I see you have a Bobcat there in your picture in the snow. How do you feel using that to plow driveways? No, i have none of those set up, i don't plan on making an actual "business" i just plan on getting customers that want me to plow their driveway, and that's what im going to do. I plan on starting with a few customers and hope my name goes from person to person, eventually getting me a lot of regular customers. I only plan on doing this in the winter, as the for the rest of the year i am a licensed plumber.

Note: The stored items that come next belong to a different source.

PR #7132, opened 2026-05-07
Port more joda-time uses to java-time

mbaechler:
You should ignore the flake.nix commit which is only useful to develop locally for me.

As I'm pushing this PR in a rush tonight, I didn't took the time to create a new issue regarding this migration. 
I'll do it first thing in two weeks.

PR #7135, opened 2026-05-11
Fixes #28874: Migrate to java-time offset and zoned date time 

clarktsiory:
https://issues.rudder.io/issues/28874

Several porting to java-time "offset datetime" serialisation, and some ZonedDateTime too.

For the history of commits, see the original PR from @mbaechler: https://github.com/Normation/rudder/pull/7132.

The next steps would be about removing the `DateFormaterService#serialize(dateTime: org.joda.datetime.DateTime)` method (which was "Deprecated" in the original PR, but still used for now, we would still need to check plugins too)

### DIFF
--- a/webapp/sources/rudder/rudder-core/src/main/scala/com/normation/rudder/batch/CleanupUsers.scala
+++ b/webapp/sources/rudder/rudder-core/src/main/scala/com/normation/rudder/batch/CleanupUsers.scala
@@ -45,8 +45,7 @@ import com.normation.utils.CronParser.*
 import com.normation.utils.DateFormaterService
 import com.normation.zio.*
 import cron4s.CronExpr
-import org.joda.time.DateTime
-import org.joda.time.DateTimeZone
+import java.time.Duration
 import zio.*
 
 /**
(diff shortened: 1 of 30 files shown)


clarktsiory:
PR rebased

webapp/sources/rudder/rudder-core/src/main/scala/com/normation/rudder/batch/CleanupUsers.scala
```diff
@@ -85,21 +84,20 @@ class CleanupUsers(
...
       getNonAdminUserIds
-        .flatMap(
+        .flatMap(userIds => {
           userRepository
             .disable(
-              _,
-              Some(d.minus(disableInactive.toMillis)),
-              Nil,
-              trace(s"User was inactive since last '${disableInactive.render}'")
+              userIds = userIds,
```
P4uline, line 95: In a previous PR I was asked not to use named argument... Should this case be an exception ? If so why ?

mbaechler: I can't say why somebody told you so, but my opinion is :

- if parameters semantic is obvious, you can omit named parameters
- if local variables have the same names as parameters, you can omit named parameters
- in all other cases, they help the reader so they worth the additional verbosity

clarktsiory:
PR rebased

fanf (approved):
Lgtm, seems to work as before

PR #7137, opened 2026-05-12
Fixes #28878: The export of archive is broken

fanf:
https://issues.rudder.io/issues/28878

So, we are using a filter that only matches the end of the path, and it stops on the first matches. If you happen to have two techniques with the same end, it never work correctly for the first one. 

The problem is all around `GitParseRudderObjects.scala` file, which was create to deal with technique at a certain revision point, and hopefuly that we don't use a lot. 

Moreover, in the specific case of getting technique resources, we rewrote the git filter logic, which we should really avoid to do, because it's not the kind of horror that we want to duplicate. 

So the whole correction is small: 
- replace the ad-hoc filtered tree traversal by `GitFindUtils.listFiles`
- add leading `/` in `listFiles` so that we disambiguate between `/blabla_something/foo/bar` and `/something/foo/bar`

Most of the other changes are related to the unit test and set-uping the repo with two techniques.

### DIFF
--- a/webapp/sources/rudder/rudder-core/src/main/scala/com/normation/rudder/repository/xml/GitParseRudderObjects.scala
+++ b/webapp/sources/rudder/rudder-core/src/main/scala/com/normation/rudder/repository/xml/GitParseRudderObjects.scala
@@ -65,7 +65,6 @@ import com.normation.rudder.domain.policies.Rule
 import com.normation.rudder.domain.policies.RuleTargetInfo
 import com.normation.rudder.domain.policies.RuleUid
 import com.normation.rudder.domain.properties.GlobalParameter
-import com.normation.rudder.git.FileTreeFilter
 import com.normation.rudder.git.GitCommitId
 import com.normation.rudder.git.GitFindUtils
 import com.normation.rudder.git.GitRepositoryProvider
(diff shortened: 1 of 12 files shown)


webapp/sources/rudder/rudder-core/src/main/scala/com/normation/rudder/repository/xml/GitParseRudderObjects.scala
```diff
@@ -168,7 +166,7 @@ class GitParseRules(
     for {
       treeId <- GitFindUtils.findRevTreeFromRevString(repo.db, rev.value)
       // rules are just under "rules", but use list to check is one exists on that revtree
-      rules  <- GitFindUtils.listFiles(repo.db, treeId, List(rulesDirectory.directoryPath), uid.value + ".xml" :: Nil)
+      rules  <- GitFindUtils.listFiles(repo.db, treeId, List(rulesDirectory.directoryPath), s"/${uid.value}.xml" :: Nil)
```
fanf, line 169: it shouldn't be necessary for UUIDs, but well, that's even more correct

VinceMacBuche (approved):

PR #7141, opened 2026-05-19
Fixes #28831: Export Rule compliance by node to CSV

skaerg:
https://issues.rudder.io/issues/28831

This PR aims to add an "export to CSV" button for the node compliance tab of a given rule.

image

Commit history : 

1. implement `GetRuleComplianceByNode` endpoint in JSON format ; refactor parts that are common to this endpoint and the `GetRuleComplianceByDirective` endpoint ; add the "export to CSV" button in the Elm app
2. implement `GetRuleComplianceByNode` endpoint in CSV format ; add API tests for the `GetRuleComplianceByNode` endpoint for both the JSON and CSV formats ; add a tooltip in both the "nodes" and "directives" pages next to the export button in order to indicate that user filters are not taken into account when exporting the rule's compliance to CSV (i.e. the full table will be exported)
3. API documentation for the 2 new endpoints
4. review
5. review : refactor parts of the API doc schemas
6. review
7. add a tooltip when the user hovers over the export button instead of having a separate :information_source: icon next to the button for the tooltip


skaerg:
PR updated with a new commit

skaerg:
i would like your opinion about these specific points @P4uline @clarktsiory  : 

- in the implementation of the `GetRuleComplianceByNode` endpoint in CSV format, i operated under the premise that the result of the "by directive" and "by node" views are identical, with the only difference being that the order of the columns is different. For this reason, i did not re-implement the `recurseComponent` function for the "by node" case and instead used the existing function that is used in the "by directive" sort, and simply swapped the order of the columns at the end. is this implementation okay ?
- since there have been talks of deprecating the Compliance API and instead migrate all of its endpoints to the APIs that correspond to the resource type that is handled (e.g. the rule compliance endpoints should be moved to the Rules API), I was wondering if the rule compliance endpoints should already get copied from the Compliance API to the Rule API (especially since the two new endpoints that are added to the Rules API could get confused with the existing endpoints of the Compliance API) ? If so :
  - I think the rule compliance endpoints should be copied to the Rules API in another PR in order to make the change more explicit/traceable ; should I create an issue for this change ? 
  - in which version should the Compliance API be deprecated ?

skaerg:
PR updated with a new commit

webapp/sources/rudder/rudder-web/src/main/elm/sources/Agentpolicymode/View.elm
```diff
@@ -109,6 +109,7 @@ view model =
           , text ", or contact your Rudder administrator about this."
           ]
   in
+  -- fixme
```
clarktsiory:
```suggestion
```

webapp/sources/rudder/rudder-web/src/main/elm/elm.json
```diff
@@ -69,4 +69,4 @@
         "direct": {},
         "indirect": {}
     }
-}
+}
```
clarktsiory:
```suggestion
}

```

webapp/sources/rudder/rudder-rest/src/main/scala/com/normation/rudder/rest/data/Compliance.scala
```diff
@@ -544,10 +544,10 @@ object CsvCompliance {
     def apply(report: MessageStatusReport) = report.message.getOrElse("")
   }
 
-  type RuleComponentResult =
+  type RuleComponentByDirectiveResult =
     (block: BlockField, component: ComponentField, node: NodeField, value: ValueField, status: StatusField, message: MessageField)
```
clarktsiory, line 548: @skaerg to answer you first question:
> simply swapped the order of the columns at the end. is this implementation okay ?

Swapping the columns order looked like the "expected behavior", so the implementation looks okay to me.
Except that I don't see the point of renaming `RuleComponentResult` to `RuleComponentByDirectiveResult`, since, by having the same "result" format, we derive two CSV formats from it.

The result here will always be the same, and there are 2 new transformers from the result to `RuleComplianceByDirectiveCsv` and `RuleComplianceByNodeCsv`, so the result should not be renamed (but the CSV format are already correctly named)

clarktsiory:
for the other concerns : 
> should I create an issue for this change ?

:arrow_right: yes it would be nice ! (we should be careful too about the lifecycle of the duplicate implementation)

> in which version should the Compliance API be deprecated ?

great question, WDYT @fanf @P4uline ?

fanf:
We can deprecate it in 9.2 and remove the public interface in 10.0 for the last API version

P4uline:
>       * in which version should the Compliance API be deprecated ?

It has to be handled on a couple of minor versions at least.

IIRC what we talked about a couple of weeks ago, the process could look like something like this:

1. Publish and announce new endpoint, and announce date of deprecation of the old endpoint 9.x
2. Deprecate endpoint, but the endpoint is actually still usable in 9.(x+1)
3. Endpoint is deleted in 9.(x+2) (or maybe 10.0 ?)

skaerg:
PR updated with a new commit

webapp/sources/api-doc/components/responses/rule-compliance-by-directive.yml
```diff
@@ -0,0 +1,278 @@
...
+        type: object
+        properties:
+          successAlreadyOK:
+            type: number
+            format: float
+            example: 48.68
+          noReport:
+            type: number
+            format: float
+            example: 36.18
```
clarktsiory: Such very long object, which is the same used everywhere in our Compliance API really deserves a dedicated schema.

You could have a separate file e.g. `api-doc/components/schemas/compliance-details.yml` with: 
```yaml
type: object
properties:
  ...  # all known compliance fields and example
```

and reuse it here with 
```suggestion
      complianceDetails:
        $ref: '../schemas/compliance-details.yml'
```

That would reduce the number of lines in this PR diff significantly, and would be very useful in the future (and could also be used in many other existing places)

skaerg:
PR updated with a new commit

webapp/sources/api-doc/components/responses/rule-compliance-by-directive-csv.yml
```diff
@@ -0,0 +1,8 @@
+# SPDX-License-Identifier: CC-BY-SA-2.0
+# SPDX-FileCopyrightText: 2013-2026 Normation SAS
+type: string
+format: binary
+example: >-
+  Directive, Block, Component, Node, Value, Status, Message\n
+  directive-copyGitFile, None, directive-copyGitFile-component-br6-bn4, node1.localhost, directive-copyGitFile-component-value-br6-bn4, successAlreadyOK, None\n
+  directive-copyGitFile, None, directive-copyGitFile-component-br6-bn5, node1.localhost, directive-copyGitFile-component-value-br6-bn5, successAlreadyOK, None\n
```
clarktsiory: output seems to not be the right one: 

Image


Additionally, the `application/json` content type is wrong, it looks like we return text/plain instead of application/json, so there is also something wrong with the `content:` of the parent file

webapp/sources/api-doc/paths/rules/compliance-by-directive.yml
```diff
@@ -0,0 +1,32 @@
...
+    - $ref: ../../components/parameters/rule-id.yml
+  responses:
+    "200":
+      description: Success
+      content:
+        application/json:
+          schema:
+            oneOf:
+              - $ref: ../../components/responses/rule-compliance-by-directive.yml
+              - $ref: ../../components/responses/rule-compliance-by-directive-csv.yml
```
clarktsiory: this should likely be `application/json:` with the json yaml, and `text/plain` for the csv yaml

clarktsiory (commented):
The OpenAPI doc still has some errors, is it possible to create a multi-line example text, and not a binary one ? (the older one for directives compliance is also wrong and we will to open another issue to fix it)

skaerg:
PR updated with a new commit

clarktsiory (commented):
Nice !
The doc looks all good, but it needs to be rebased

skaerg:
PR updated with a new commit

clarktsiory (approved):

PR #7145, opened 2026-05-21
Fixes #20614: VMmemory attribute should be an integer, not a string

fanf:
https://issues.rudder.io/issues/20614

So just changing the schema seems to be enought. I didn't switch to "memory" type, because it was already switched to a "long" comparator, and so the change remains minimal.


fanf:
PR updated with a new commit

clarktsiory (approved):
LGTM, it works fine

PR #7146, opened 2026-05-21
Fixes #28906: Missing context URL in result

fanf:
https://issues.rudder.io/issues/28906

We can't use `nodeLink` (and similar version) of `LinkUtil` because it relies on `S.contextPath` which is not set in a non-lift API. 
So we need to use our own version of context path passed in the API management context.


clarktsiory (approved):

fanf:
PR updated with a new commit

I have another question as far as plowing goes. Lets saw you're plowing a driveway that's straight, and dead at the end of the driveway is their house (like the garage) looking something like this (=====[]) the "=" being the driveway and the "[]" being the garage. How do you plow that so that you don't just pile the snow in front of their garage door way? I'd assume you pull up as close to the garage as you can, drop your plow, and drag the snow back at least the length of your plowing vehicle.


----------



## Brian Young (Aug 13, 2005)

kingkong0192;1324864 said:


> I see you have a Bobcat there in your picture in the snow. How do you feel using that to plow driveways? No, i have none of those set up, i don't plan on making an actual "business" i just plan on getting customers that want me to plow their driveway, and that's what im going to do. I plan on starting with a few customers and hope my name goes from person to person, eventually getting me a lot of regular customers. I only plan on doing this in the winter, as the for the rest of the year i am a licensed plumber.
> 
> I have another question as far as plowing goes. Lets saw you're plowing a driveway that's straight, and dead at the end of the driveway is their house (like the garage) looking something like this (=====[]) the "=" being the driveway and the "[]" being the garage. How do you plow that so that you don't just pile the snow in front of their garage door way?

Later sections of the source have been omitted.